Disaster Relief Management
February 19 @ 7:00 pm - 8:30 pm PST
SCPS Presents:
Disaster Relief Management:
Community Resiliency Model (DRM–CRM®) Preparation Program
A Trauma-Informed, Community-Centered Framework for Disaster Mental Health Response
ONLINE: Thursday, February 19th | 7pm – 8:30pm
Speakers: TBA
Purpose
The Community Resiliency Model (CRM) equips communities with biologically based, trauma-informed skills that support nervous system regulation and emotional stabilization before, during, and after disasters. As a public-health model, it strengthens community capacity when professional mental health resources become overwhelmed.
What CRM Provides: Practical Skills Across the Lifespan
A Biological, Skills-Based Approach
CRM teaches survivors to:
- Recognize common biological responses to disaster
- Increase interoceptive awareness (“body literacy”)

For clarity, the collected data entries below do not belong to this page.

Issue #2, opened 2021-05-20
workflow for releasing library [and schema]


yarikoptic:
Continuing on https://github.com/dandi/dandi-cli/issues/638#issuecomment-845224089 
Since we ended up with a library, it should have its own versioning from schema version.  But it somewhat brings us a full circle to the motivation behind https://github.com/dandi/dandi-cli/issues/638 -- automate and harmonize (have staging etc) schema releases...

observation: **any new schema release should trigger library release** (since it would provide all the pydantic "interface" to that schema), **but not wise versa** (we can release library patches and big changes to API etc without changing anything to schema).

I am trying to wrap my head around what should be our workflow here. I guess we can 

- use `auto` labels etc for regular library releasing (all the `minor`, `major` etc labels)
- schema version change will require manual change of `DANDI_SCHEMA_VERSION`
- we dedicate tags with `schema-{DANDI_SCHEMA_VERSION}` to annotate releases which change the schema
- both client and schema (if current `{DANDI_SCHEMA_VERSION}` was not released) will be released upon merge of the PR marked for `release`:
  - library **can** be released without making a new release of schema
  - schema **cannot** be released without release of the library
  - PR marked with `release` label should get extra test to ensure that `DANDI_SCHEMA_VERSION` schema was not yet released (e.g. by testing for presence of `schema-{DANDI_SCHEMA_VERSION}` tag and/or looking into exported schemas, and fail otherwise.
    - note: `DANDI_SCHEMA_VERSION` might be incremented in some prior PR which was not marked for `release`
    - we need to re-trigger tests if labels change on a PR
    - we need to protect `master` branch to not allow untested/failing PRs (yet to see if feasible given possible codecov "complaints")
- no `release` of library should be allowed if it changes already released schema: extra check to be added to `release` workflow for paranoid @yarikoptic.
WDYT @satra and @jwodder ?

satra:
i agree with observation/assertion.

i think github-actions can trigger a re-check if a label is changed (added/removed). this is how conda-forge does a rerender.

yarikoptic:
Recheck might be insufficient if I just quickly click merge after adding release label. But I guess it also shouldn't hurt , so let's do that too.

yarikoptic:
no better ideas came to mind, so let's proceed with the outlined here plan

jwodder:
@yarikoptic 

> we dedicate tags with schema-{DANDI_SCHEMA_VERSION} to annotate releases which change the schema

Would this be done manually?

[...]

PR #6, opened 2021-05-21
ENH: support migration, validation, schema improvements

satra:
These schema updates are being used both to fix missing elements in the schema (like schemaKey) but also to handle asset metadata being discussed in this PR: https://github.com/dandi/dandi-cli/pull/644

- Fix: missing schemaKey and autogenerate them
- Enh: Migration from older schema
- Enh: Validation of dandiset
- RF: Move datacite support out of models
- RF: move datacite terms into their own namespace
- FIX: relatedResource now supports doi's and URLs
- TST: improve test coverage
- RF: JSON data
- RF: make pydantic validation primary


satra:
@yarikoptic - Equipment is added as an entity that was used in a Session rather than as an Agent. This will get more complicated with self-driving equipment, but for the moment most equipment are passive and therefore have no agency.

satra:
@yarikoptic - this should be good to go for now. how do i create a release?

yarikoptic:
If all works, just add release and minor or major or patch label and click merge. I added labels, you click merge? ;-)

yarikoptic:
The question though - do we want to release or stage more changes into it?

satra:
> do we want to release or stage more changes into it? 

this will help use it in the API server. also this schema change will require schema version updates on both the UI and the API. 

we will likely need to do a mini-migration for some dandiset metadata. actually, let me add a migrate function to this. probably will need refinement over time.

yarikoptic:
I wouldn't bother with migration ATM. We still should be able to reextract and upload (since they don't mutate ATM ;-))

satra:
realized that i wasn't paying attention to the dandi namespace, so had conflicts between roletypes and top level items (Software, EthicsApprovals). also changed Open to OpenAccess and added a dandiset metadata migration function.

for assets we would mint new metadata, but dandiset metadata also needs to be migrated alongside schema change on the server. so after this is merged, we do need to do the updates simultaneously.

wouldn't mind some eyes looking at the changes before we merge.

dandischema/model_types.py
```diff
@@ -422,169 +422,169 @@
             "rdfs:subClassOf": {"@id": "schema:Enumeration"},
         },
         {
-            "@id": "dandi:Author",
+            "@id": "dandirole:Author",
```
yarikoptic, line 425: so it is `dandi:RestrictedAccess` (thus `Access` is folded into value) but `dandirole:Author` and not e.g. `dandi:AuthorRole` ... ideally should be consistent

dandischema/tests/test_datacite.py
```diff
@@ -0,0 +1,277 @@
...
+from jsonschema import Draft6Validator
+import pytest
+import requests
+
+from ..datacite import to_datacite
+from ..models import LicenseType, PublishedDandisetMeta, RoleType
+
+
+def datacite_post(datacite, doi):
+    """ posting the datacite object and checking the status of the requests"""
```
yarikoptic, line 16:
```suggestion
    """Post the datacite object and check the status of the request"""
```
I think imperative form is generally better and that is what we use primarily: it is shorter, `-ing` suggests some extended in time action (content manager? generator? nope...), and I do not see a point in leading space.

dandischema/tests/test_datacite.py
```diff
@@ -0,0 +1,277 @@
...
+    # checking if i'm able to get the url
+    rg = requests.get(url=f"https://api.test.datacite.org/dois/{doi}/activities")
+    rg.raise_for_status()
+
+    # cleaning url
+    _clean_doi(doi)
+
+
+def _clean_doi(doi):
+    """removing doi, ignoring the status code"""
```
yarikoptic, line 39:
```suggestion
    """Remove doi. Status code is ignored"""
```

dandischema/tests/test_datacite.py
```diff
@@ -0,0 +1,277 @@
...
+    sr.raise_for_status()
+    schema = sr.json()
+    return schema
+
+
+def _basic_publishmeta(dandi_id, version="v.0", prefix="10.80507"):
+    """
+    adding basic info required by PublishedDandisetMeta in addition to
+    fields required by DandisetMeta
+    """
```
yarikoptic, line 61:
```suggestion
    """Return extra metadata required by PublishedDandisetMeta 
    
    Returned fields are additional to fields required by DandisetMeta
    """
```

dandischema/metadata.py
```diff
@@ -90,3 +95,30 @@ def validate_asset_json(data, schema_dir):
...
+    if schema_key == "Dandiset":
+        schema_key = "DandisetMeta"
+    elif schema_key == "Asset":
+        schema_key = "AssetMeta"
+    schema_version = schema_version or obj.get("schemaVersion") or DANDI_SCHEMA_VERSION
+    klass = getattr(models, schema_key)
+    klass(**obj)
+
+
+def migrate_001(obj):
```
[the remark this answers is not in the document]
yarikoptic: also how is this one interfaced, or nohow yet? altogether, ideally, I would have kept it for another PR which would have e.g. added support for migrations and allow to validate older schemas upon automagic migration.

dandischema/tests/test_metadata.py
```diff
@@ -0,0 +1,238 @@
...
+
+@pytest.fixture(scope="module")
+def schema_dir(tmp_path_factory):
+    return publish_model_schemata(tmp_path_factory.mktemp("schema_dir"))
+
+
+def test_asset(schema_dir):
+    with (METADATA_DIR / "asset_001.json").open() as fp:
+        data_as_dict = json.load(fp)
+    data_as_dict["schemaVersion"] = DANDI_SCHEMA_VERSION
```
yarikoptic, line 28: with migrations added, I think such overwrites of schemaVersion should not be needed and not desired.  But I guess for now it is ok, but let's make that explicit

```suggestion
    # overload (here and below) schemaVersion until we support automagic schema migrations
    # under assumption that the 0.3.2 schema would be forward compatible
    data_as_dict["schemaVersion"] = DANDI_SCHEMA_VERSION
```

yarikoptic (commented):
Well, can't make verdict one way or another ATM, but suggested some changes and asked about clarification for `dandi:` -> `dandirole:` necessity .

Migrations -- might need a more thorough thinking through on how/if we could support those.

dandischema/metadata.py
```diff
@@ -3,17 +3,19 @@
...
 
 
 def generate_context():
     import pydantic
 
-    fields = {
+    field_preamble = {
         "@version": 1.1,
         "dandi": "http://schema.dandiarchive.org/",
+        "dandirole": "http://schema.dandiarchive.org/roles/",
```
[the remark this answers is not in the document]
satra: to make the uris address different concepts. this is the same thing as: `dandi:roles/Software` but i was using the prefix to parse certain things.

dandischema/metadata.py
```diff
@@ -90,3 +95,30 @@ def validate_asset_json(data, schema_dir):
...
+    elif schema_key == "Asset":
+        schema_key = "AssetMeta"
+    schema_version = schema_version or obj.get("schemaVersion") or DANDI_SCHEMA_VERSION
+    klass = getattr(models, schema_key)
+    klass(**obj)
+
+
+def migrate_001(obj):
+    schema_version = obj.get("schemaVersion")
+    if schema_version == DANDI_SCHEMA_VERSION:
```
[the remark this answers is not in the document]
satra: this should work as `DANDI_SCHEMA_VERSION` is always the latest. so if something conforms to that, don't make any changes. it's a trivial check, but i think it does the right thing.

dandischema/model_types.py
satra: let me think about this. it is indeed our namespace so we can control.

dandischema/metadata.py
```diff
@@ -90,3 +95,50 @@ def validate_asset_json(data, schema_dir):
     with Path(schema_dir, "asset.json").open() as fp:
         schema = json.load(fp)
     jsonschema.validate(data, schema)
+
+
+def validate(obj, schema_version=None, schema_key=None):
```
jwodder, line 100: This docstring isn't terminated.

satra: yup - will be fixed in the update. got sidetracked on improving models.

dandischema/model_types.py
satra: i moved everything for datacite to a `dcite` prefix. unfortunately they don't have a url so i just used a dandi namespace for it.

dandischema/metadata.py
```diff
@@ -90,3 +95,30 @@ def validate_asset_json(data, schema_dir):
...
+    schema_key = schema_key or obj.get("schemaKey")
+    if schema_key is None:
+        raise ValueError("Provided object has no known schemaKey")
+    if schema_key == "Dandiset":
+        schema_key = "DandisetMeta"
+    elif schema_key == "Asset":
+        schema_key = "AssetMeta"
```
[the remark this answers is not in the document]
satra: done

satra:
@yarikoptic - this should be ready now.

satra:
@jwodder, @yarikoptic  - i created a new access token for our bot user for this repo and set the secret with it.

yarikoptic:
lost in comments:  I did add `release` label awhile back, but then I thought I saw a comment from you @satra that we might not want to release just right away so I disabled releasing schemata with #11 in favor of @jwodder working out a proper release support according to #2 .  So -- what is your desire -- to have it released asap upon merge?

.github/workflows/test.yml
```diff
@@ -3,12 +3,13 @@ name: Tests
 on:
   push:
   pull_request:
-  schedule:
-    - cron: '0 6 * * *'
```
yarikoptic, line 7: why?   It is good to have things tested regularly to make sure that it still all works eg. when new pydantic comes out etc.
 
I haven't spotted any commit message summary among 22 (so didn't go one by one) to see if more details would be given.

NB filing as a separate comment to not await for my full review

satra: it seems to be solving a different problem. it would be good to use less electrons when possible. once we get into lazy mode with schema, we can turn cron job back on. or if we did this once a week or month. every 6 hours is total overkill.

satra:
yes this releases schema 0.4.0 so should happen on release of this library. so merge -> release library -> release schema. the last two go hand in hand.

.github/workflows/test.yml
jwodder: That's not "every 6 hours"; it's "once a day at 6 AM".

satra: that is true.

dandischema/models.py
```diff
@@ -1088,16 +905,18 @@ class BareAssetMeta(CommonModel):
...
+
     dateModified: Optional[datetime] = Field(
         nskey="schema", title="Asset (file or metadata) modification date and time"
     )
     blobDateModified: Optional[datetime] = Field(
         nskey="dandi", title="Asset file modification date and time"
     )
 
-    path: str = Field(None, nskey="dandi")
-
```
yarikoptic, line 1100: is order of specification here reflects itself in metadata records dumps?  then we might as well harmonize as to place all mandatory first (may be sort them alphabetically) and then all optional next, also alphabetically.

Special cases -- read-only identifier first?  the rest of read-only fields last.

Might be feasible to do automagically in that metaclass I proposed above. if done prior feeding the list of attributes to super class (so then `schemaKey` would be last, as it should ;)?)

dandischema/models.py
```diff
@@ -1133,42 +952,57 @@ class BareAssetMeta(CommonModel):
         "nskey": "dandi",
     }
 
+    @validator("digest")
+    def digest_etag(cls, values):
+        print(values)
```
yarikoptic, line 957:
```suggestion
```
I guess a left over

dandischema/models.py
```diff
@@ -1133,42 +952,57 @@ class BareAssetMeta(CommonModel):
...
+        try:
+            if len(values[DigestType.dandi_etag]) != 32:
+                raise ValueError
+        except (KeyError, ValueError):
+            raise ValueError("Digest must have an appropriate dandi-etag value.")
```
yarikoptic, line 962:
```suggestion
            raise ValueError(f"Digest must have an appropriate dandi-etag value. Got {values[DigestType.dandi_etag]}")
```
what can I say -- I am a friend of mortals ;-) (note: might need linting)

I assume that the `@validator` would wrap those nicely into `pydantic.ValidationError`s?

dandischema/models.py
```diff
@@ -1133,42 +952,57 @@ class BareAssetMeta(CommonModel):
...
-class PublishedAssetMeta(AssetMeta, Publishable):
-    pass
+class PublishedAsset(Asset, Publishable):
+    @validator("digest")
+    def digest_bothhashes(cls, values):
+        try:
+            if len(values[DigestType.dandi_etag] + values[DigestType.sha2_256]) != 96:
+                raise ValueError
+        except (KeyError, ValueError):
+            raise ValueError("Digest must have both dandi-etag and sha2-256.")
```
yarikoptic, line 1004:
```suggestion
            raise ValueError("Digest must have both valid dandi-etag and sha2-256.")
```
I would have loved to stick actual values but decided not to bother yet - would need assignment to temp vars above

dandischema/models.py
```diff
@@ -315,6 +96,7 @@ def encode(self, o):
 
 class DandiBaseModel(BaseModel):
     id: Optional[str] = Field(description="Uniform resource identifier", readOnly=True)
+    schemaKey: Literal["DandiBaseModel"] = Field("DandiBaseModel", readOnly=True)
```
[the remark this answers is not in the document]
yarikoptic: I will submit this review now and quickly try to furnish a PR against this PR branch to introduce such metaclass to see if feasible.

yarikoptic (changes requested):
- minor suggestions or questions (e.g. re `Type` classes) here and there to strengthen code and unify naming
- `metaclass` idea: to avoid manual schemaKey entry causing duplication etc.  Will furnish a PR quickly to see if it is worth it
- etc ;-)

.github/workflows/test.yml
yarikoptic: pushed bringing back daily run - the change was OOS for this PR ;)

dandischema/datacite.py
```diff
@@ -0,0 +1,190 @@
...
+            "name": contr_el.name,
+            "contributorName": contr_el.name,
+            "schemeURI": "orcid.org",
+        }
+        if isinstance(contr_el, Person):
+            contr_dict["nameType"] = "Personal"
+            if len(contr_el.name.split(",")) == 2:
+                contr_dict["familyName"], contr_dict["givenName"] = contr_el.name.split(
+                    ","
+                )
```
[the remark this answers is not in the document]
satra: i can't remember if i put a regex in the name field for person, but will check.

dandischema/datacite.py
```diff
@@ -0,0 +1,190 @@
...
+                continue
+
+        if getattr(contr_el, "roleName"):
+            contr_all = [
+                el.name for el in contr_el.roleName if el.name in DATACITE_CONTRTYPE
+            ]
+            if contr_all:
+                contr_dict["contributorType"] = contr_all[0]
+            else:
+                contr_dict["contributorType"] = "Other"
```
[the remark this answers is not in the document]
satra: there are many things to do, also not all roles we have are in datacite yet. they will eventually get there, but not yet. so i don't want to cripple our system to work just for datacite.

dandischema/datacite.py
```diff
@@ -0,0 +1,190 @@
...
+        creators[0]["creatorName"] = creators[0].pop("contributorName")
+        creators[0].pop("contributorType")
+
+    attributes["contributors"] = contributors
+    attributes["creators"] = creators
+
+    if getattr(meta, "relatedResource"):
+        attributes["relatedIdentifiers"] = []
+        for rel_el in meta.relatedResource:
+            ident = rel_el.identifier.split(":")
```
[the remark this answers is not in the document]
satra: this is true. that split won't work for the pattern we have.

dandischema/metadata.py
```diff
@@ -3,17 +3,20 @@
...
 
 
 def generate_context():
     import pydantic
 
-    fields = {
+    field_preamble = {
         "@version": 1.1,
         "dandi": "http://schema.dandiarchive.org/",
+        "dcite": "http://schema.dandiarchive.org/datacite/",
```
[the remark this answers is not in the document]
satra: thank you.

dandischema/metadata.py
```diff
@@ -3,17 +3,20 @@
...
         "dandiasset": "http://iri.dandiarchive.org/",
```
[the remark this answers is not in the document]
satra: yes, the schema.dandiarchive.org are for terms/classes/properties not identifiers. i will change to this last form.

dandischema/metadata.py
```diff
@@ -61,32 +65,89 @@ def generate_context():
...
 
-def validate_dandiset_json(data, schema_dir):
+def validate_dandiset_json(data: dict, schema_dir: str) -> None:
     with Path(schema_dir, "dandiset.json").open() as fp:
         schema = json.load(fp)
     jsonschema.validate(data, schema)
 
 
-def validate_asset_json(data, schema_dir):
+def validate_asset_json(data: dict, schema_dir: str) -> None:
```
satra, line 95:
```suggestion
def _validate_asset_json(data: dict, schema_dir: str) -> None:
```

dandischema/metadata.py
```diff
@@ -61,32 +65,89 @@ def generate_context():
...
+    schema_version = schema_version or obj.get("schemaVersion") or DANDI_SCHEMA_VERSION
+    klass = getattr(models, schema_key)
+    klass(**obj)
+
+
+def migrate(obj, to_version=DANDI_SCHEMA_VERSION):
+    if to_version not in ALLOWED_TARGET_SCHEMAS:
+        raise ValueError(f"Current target schemas: {ALLOWED_TARGET_SCHEMAS}.")
+    schema_version = obj.get("schemaVersion")
+    if schema_version == DANDI_SCHEMA_VERSION:
```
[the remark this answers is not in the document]
satra: yes

dandischema/metadata.py
```diff
@@ -61,32 +65,89 @@ def generate_context():
...
+        for contrib in obj["contributor"]:
+            contrib["roleName"] = [
+                val.replace("dandi:", "dcite:") for val in contrib["roleName"]
+            ]
+        for contrib in obj["relatedResource"]:
+            contrib["relation"] = contrib["relation"].replace("dandi:", "dcite:")
+        for access in obj["access"]:
+            access["status"] = "dandi:OpenAccess"
+    obj["schemaVersion"] = to_version
+    return obj
```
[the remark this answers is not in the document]
satra: because validation may still fail. the only time validation passes will be when required fields are in place. migrate can be called on non-publishable metadata.

dandischema/models.py
satra: i wouldn't rely on ordering here i just moved it to be visually closer to mandatory fields

dandischema/models.py
```diff
@@ -1052,13 +869,13 @@ def check_data(cls, values):
...
-    citation: TempOptional[str] = Field(readOnly=True, nskey="schema")
+    citation: str = Field(readOnly=True, nskey="schema")
 
     # From assets
-    assetsSummary: TempOptional[AssetsSummary] = Field(readOnly=True, nskey="dandi")
+    assetsSummary: AssetsSummary = Field(readOnly=True, nskey="dandi")
 
     # From server (requested by users even for drafts)
-    manifestLocation: TempOptional[List[HttpUrl]] = Field(readOnly=True, nskey="dandi")
+    manifestLocation: List[HttpUrl] = Field(readOnly=True, nskey="dandi")
```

- Notice sensations of well-being
- Use simple wellness skills to reduce autonomic reactivity
This helps shift the internal narrative from “I’m weak and not coping” to “I’m having a normal biological reaction to an abnormal event.”
Trauma-Sensitive Conversation Tools for Clinicians
CRM integrates into psychiatric and psychotherapeutic encounters through strength-based, regulating questions such as:
- “What is helping you get through right now?”
- “Can you remember the moment you realized you would survive?”
- “Can you remember when help first arrived?”
These questions reduce physiological distress and help survivors reconnect with internal resources—summarized by one participant who said, “Thank you for reminding me of what I already knew but had forgotten.”
How Psychiatrists Can Apply CRM – Psychiatrists can:
- Integrate CRM language and skills during evaluations and follow-up
- Normalize biological responses to trauma and stress
- Coordinate care with CRM-trained community partners
- Support prevention-focused disaster mental health strategies
- Encourage family use of CRM through the iChill app (English, Spanish, Hebrew, Arabic; Korean and Simplified Chinese coming soon) or through Community Resiliency Model workshops being offered in the community and through LA County Department of Mental Health.
More information will be announced soon. SCPS Members, please save the date!